We're experimenting with userfaultfd write protect implementation on
Andrea's tree and it looks like there is a problem if we combine
MODE_MISSING and MODE_WP in one region.
You can find a test case below together with detailed problem
description. Please take a look, maybe we're doing something wrong?

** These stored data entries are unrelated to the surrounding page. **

PR #11206, opened 2026-07-16
feat(agents): default grok and opencode to inline mode

gregpriday:
Makes inline rendering the default for the `grok` and `opencode` agent CLIs. Their output now flows into our own WebGL scrollback and stays selectable with our native text-selection layer, instead of getting locked inside the agent's full-screen alternate-screen TUI.

The global default was already inline for any agent with an inline flag, so this was a small change.

## Grok

Grok had an explicit opt-out, `defaultInlineMode: false`. I removed it, so grok now follows the global switch like everything else. Its `--no-alt-screen` flag was already wired.

## OpenCode

OpenCode is a Bubble Tea TUI, so the renderer-side `blockAltScreen` path would garble it (same constraint as Crush). Instead I wired OpenCode's own `--mini` flag as its inline flag. I verified with a PTY probe that `opencode --mini` emits no alternate-screen enter (`\x1b[?1049h`) and no mouse-reporting, while plain `opencode` emits both.

OpenCode's headless `run` subcommand rejects `--mini` (`--mini must be used without the run subcommand`), so I gated the inline-flag injection in `generateAgentCommand` on interactive mode. `buildAgentLaunchFlags`, the persistent interactive-spawn path, still injects it unconditionally since that path is always interactive.

Both agents stay overridable globally and per-agent.

## Tests

Updated the affected tests. Grok now defaults inline, and the curated-default precedence tier is exercised via a synthetic registered agent since no shipped agent pins `defaultInlineMode` anymore. 143 pass, typecheck and lint clean.

## Follow-up

OpenCode's working-state detection patterns (the braille spinner and `esc to interrupt`) should be validated live under `--mini`. The idle, prompt and boot markers (`Ask anything`, the prompt glyph, `OpenCode`) are already confirmed present in `--mini` output.

### DIFF
--- a/shared/config/agents/grok.ts
+++ b/shared/config/agents/grok.ts
@@ -73,13 +73,14 @@ export const config: AgentConfig = {
   capabilities: {
     scrollback: 10000,
     resizeStrategy: "default",
-    // Rust TUI that takes over the alternate screen. We keep it ON the alt
-    // screen by default: forcing it inline (--no-alt-screen) renders every frame
-    // into the normal-buffer scrollback, so scrolling up shows garbled overdrawn
-    // history and the overlay scrollbar can't be auto-hidden. The flag stays
-    // available as an opt-in via the inline-mode toggle.
+    // Rust TUI that would otherwise take over the alternate screen. We default
+    // it inline (`--no-alt-screen`, grok's scrollback-native mode) so output
+    // flows into Daintree's own WebGL scrollback and stays selectable with our
+    // native text-selection layer instead of grok's mouse-grabbing full-screen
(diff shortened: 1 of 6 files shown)


gregpriday:
The main reason for this is to unlock our own WebGL scrollback, which is significantly faster than the scrolling the agents implement themselves. It also lets us own advanced mouse behaviour.

The longer-term goal is a full selection system: select content in one terminal, then send it to another. To make any of that work we need to take control of scrollback, selection and mouse handling ourselves. Alternate-screen rendering hands all of that to the agent and gives us none of it.

PR #11582, opened 2026-07-31
feat(mcp): ship a small core tool set and defer the rest

### LINKED ISSUE #11540: Ship a small core tool set and defer the rest
The progressive disclosure machinery is already built and almost unused.

`shouldExposeTool` drops any entry marked `hidden` or `discoverable` from `tools/list`. `isTierPermitted`, which gates `tools/call`, never looks at `mcpVisibility` at all. So a `discoverable` action stays fully callable, findable through `actions.search` and inspectable through `actions.getSchema`, at zero eager cost.

Of 480 registered actions, 5 are marked `core`, 10 `discoverable`, 1 `hidden`, and the rest are unclassified. The external tier advertises 96 allowlisted ids and emits 87 of them eagerly. The system tier emits 144, which measures at roughly 128 KB.

Marking most of the surface `discoverable` and keeping a core of 15 to 25 would cut the eager envelope by around 80 percent while leaving every tool reachable.

Two things should shape which ids stay in the core. Prefer what only Daintree can do, terminal and agent orchestration, worktrees, recipes, live IDE context, over what a client already has its own tools for. And keep the entry points an agent needs before it knows what to search for.

Worth being explicit that this is a listing change, not an access change. The tier allowlist stays exactly as it is.

Two things to check before landing: the readiness probe asserts `actions.list` appears in `tools/list`, and the tier snapshot tests assert surface membership.

Depends on #11525. Search has to return only what the caller can dispatch before search becomes the primary way to find a tool.

Evidence: `electron/services/mcp-server/tierAuth.ts`, `shared/types/actions.ts`, `shared/config/helpAssistantTierAllowlists.ts`, `electron/services/mcp-server/shared.ts`.

gregpriday:
## What

`tools/list` used to advertise everything a tier permitted. Since almost no action set `mcpVisibility`, that meant 144 tools at the system tier (~128 KB) and 87 externally — most of which a client already has better tools for.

Will be happy to provide any additional info if needed.
/*
* This testcase reproduces a problem with userfaultfd writeprotect
feature on
* http://git.kernel.org/pub/scm/linux/kernel/git/andrea/aa.git, HEAD
a22d71c
* gcc ufdtest.c -std=gnu99 -lpthread -o ufdtest
*
* 1. Allocate a private RW region and register it with MODE_MISSING |
MODE_WP.
* 2. Fork a UFD thread and begin writing to memory from main thread.
*
* Expected behavior:
* Recv pagefaults with UFFD_PAGEFAULT_FLAG_WRITE set, handle them with
zeropage
*
* Actual behavior:
* We recv to pagefaults for each page:
*
* 1. First fault is expected UFFD_PAGEFAULT_FLAG_WRITE set which we
resolve
* with zeropage
*
* 2. Second fault immediately follows the first one with the same address
* and has UFFD_PAGEFAULT_FLAG_WRITE | UFFD_PAGEFAULT_FLAG_WP set.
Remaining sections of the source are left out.